The OPCW team leaves its hotel in Damascus on Saturday.
The OPCW team leaves its hotel in Damascus (Reuters)

Experts from an international watchdog have begun destroying Syria's chemical weapons stockpile, an official told AP.

A team from the Hague-based Organisation for the Prohibition of Chemical Weapons (OPCW) has set off for a site where they are "beginning verification and destruction," an unnamed OPCW source said.

"Today is the first day of destruction, in which heavy vehicles are going to run over and thus destroy missile warheads, aerial chemical bombs and mobile and static mixing and filling units."

On arrival in Syria last Tuesday, an OPCW official said that explosives, sledgehammers and concrete may all be used to destroy weapons.

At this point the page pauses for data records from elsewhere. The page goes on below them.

Issue #24, opened 2019-07-17
At risk of circular imports


MuellerSeb:
Since all imports within the package are absolute we are at risk to run into circular imports when something is changed.

See for example this bug-fix: https://github.com/GeoStat-Framework/GSTools/commit/73ba330642261f9a59a955dbd82a1037d78edb89

Possibilities:
https://stackoverflow.com/questions/7336802/how-to-avoid-circular-imports-in-python

LSchueler:
Did I get you correctly, that you are afraid to run into a problem sometime in future and the problem only affects Python 2, which will be deprecated in the near future?

Source from one of the answers of the link you provided:

"The ImportError and AttributeError issues only occur in python 2. In python 3 the import machinery has been rewritten and all of these import statements (with the exception of 4) will work, even with circular dependencies."

I suggest sitting back, having a cup of coffee and waiting for Python 2 to finally vanish ;-)

MuellerSeb:
I ran into that problem and I am using Python3 .. I was actually a bit confused by this statement in the stackoverflow conversation.
Just try loading gstools from commit https://github.com/GeoStat-Framework/GSTools/commit/f2f6c084fcec018aee663bf16f7dc8f2e1c86c8e

MuellerSeb:
Since we now check the source code with pylint we should be safe here!

PR #159, opened 2021-04-08
Pylint fixes

MuellerSeb:
... I've done it. Pylint is a pain, but a good one.

I created a setup for Pylint in `pyproject.toml` that should warn us about bad practice. I added a new stage in CI to check pylint.

Certain Pylint rules are disabled per file, where it makes sence (at least for me).

It helped me figure out all of the circular imports (see #24). Especially the matplotlib imports are now in a try block and later on deferred.

All remaining pylint warnings were sorted out here.

### DIFF
--- a/gstools/field/base.py
+++ b/gstools/field/base.py
@@ -9,7 +9,7 @@ The following classes are provided
 .. autosummary::
    Field
 """
-# pylint: disable=C0103, W0107, C0415
+# pylint: disable=C0103, C0415
 from functools import partial
 import numpy as np
 from gstools.covmodel.base import CovModel
--- a/gstools/field/base.py
+++ b/gstools/field/base.py
@@ -9,7 +9,7 @@ The following classes are provided
 .. autosummary::
    Field
 """
-# pylint: disable=C0103, W0107
+# pylint: disable=C0103, W0107, C0415
 from functools import partial
 import numpy as np
 from gstools.covmodel.base import CovModel
--- a/gstools/field/base.py
+++ b/gstools/field/base.py
@@ -9,7 +9,7 @@ The following classes are provided
 .. autosummary::
    Field
 """
-# pylint: disable=C0103
+# pylint: disable=C0103, W0107
 from functools import partial
 import numpy as np
 from gstools.covmodel.base import CovModel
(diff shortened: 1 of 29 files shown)


MuellerSeb:

gstools/field/base.py
```diff
@@ -297,9 +296,8 @@ def plot(
                 "Specify 'scalar' or 'vector' before plotting."
             )
 
-        elif self.value_type == "scalar":
+        if self.value_type == "scalar":
```
LSchueler, line 299: Is some super deep Python knowledge required to understand why elif is wrong here? Or is this a convention to separate error raising from other branching logic?

LSchueler (commented):
I just had a very very brief look at this PR. Some changes I could not comprehend so quickly, but most of them look pretty harmless.
Maybe it would be helpful to have one central file (some source code file) where the pylint disabling codes are summarized or has the documentaion gotten better over time? - The last time I was setting the linter, it was a real pain to find the correct codes.
Actually, I think I would prefer a description on why each setting was made for each file. I'm just not sure how cluttered the files would be.

But anyway, I'm really curious to see what the Linter will complain about in my future code :-)

gstools/field/base.py
MuellerSeb: See here: https://vald-phoenix.github.io/pylint-errors/plerr/errors/refactoring/R1720

MuellerSeb: The rule simply says: no need for an `else` after a `raise`.

MuellerSeb:
@LSchueler there is this Project: https://vald-phoenix.github.io/pylint-errors/ where the error-codes are documented quite well. I added a section in `CONTRIBUTING.md` about the occasionally disabled pylint checks. Hope you like it.

LSchueler:
> @LSchueler there is this Project: https://vald-phoenix.github.io/pylint-errors/ where the error-codes are documented quite well. I added a section in `CONTRIBUTING.md` about the occasionally disabled pylint checks. Hope you like it.

That's great, I like the summary and also that you can find it in `CONTRIBUTING.md`.

LSchueler (approved):

Issue #161, opened 2021-04-12
No access to fitted normalizer from variogram estimation


MuellerSeb:
If using `fit_normalizer=True` during variogram estimation, one can't access the fitted normalizer afterwards (in v1.3.0rc2):
```python
bin_center, gamma = gs.vario_estimate((x, y), field, normalizer=gs.normalizer.BoxCox, fit_normalizer=True)
```
It should return the fitted normalizer as well, when fitting it:
```python
bin_center, gamma, normalizer = gs.vario_estimate((x, y), field, normalizer=gs.normalizer.BoxCox, fit_normalizer=True)
```
In order to use it afterwards in `SRF` or `Krige`.

PR #162, opened 2021-04-12
return fitted normalizer

MuellerSeb:
This PR adds optional return of `normalizer` in `vario_estimate` when `fit_normalizer=True`.

Closes: #161

### DIFF
--- a/gstools/normalizer/tools.py
+++ b/gstools/normalizer/tools.py
@@ -77,7 +77,7 @@ def apply_mean_norm_trend(
 
     Returns
     -------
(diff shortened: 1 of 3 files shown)


MuellerSeb:

LSchueler (approved):
This is a nice little addition towards better practicability of the variogram estimation, thanks!

I'm wondering if things are getting so complex with all the different return branches, that this should somehow be covered by the unit tests or if this is still manageable in the good old fassioned way, by simply leaning back and taking a sharp look at it... ;-)

PR #165, opened 2021-04-17
build: use oldest-supported-numpy

### LINKED ISSUE #164: DLL load failed
Hi,

I installed gstools via
pip install gstools
it installed from gstools-1.3.0-cp36-cp36m-win_amd64.whl
but when I do
import gstools
it ends with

"Phase one, which is disclosure by the Syrians, is ending and we are now moving towards phase two - verification, and destruction and disabling," a UN source said.

The OPCW began its work following a UN agreement between the US and Russia, Syria's most significant international ally.

In August, the Syrian army allegedly used chemical weapons to slaughter hundreds of civilians in Ghouta, Damascus.

Syrian president President Bashar al-Assad claims that rebels were responsible for the attack in an apparent effort to spur Western intervention in the country's civil war and topple the government.

The US claimed it had evidence showing Syrian forces to be responsible, and at one point seemed poised to launch military attacks against Syria in response.

But following intense diplomacy, the Syrian government instead agreed to hand over its chemical weapons for destruction.

Under the terms of the UN agreement, Syria's chemical weapons are to be destroyed by next year.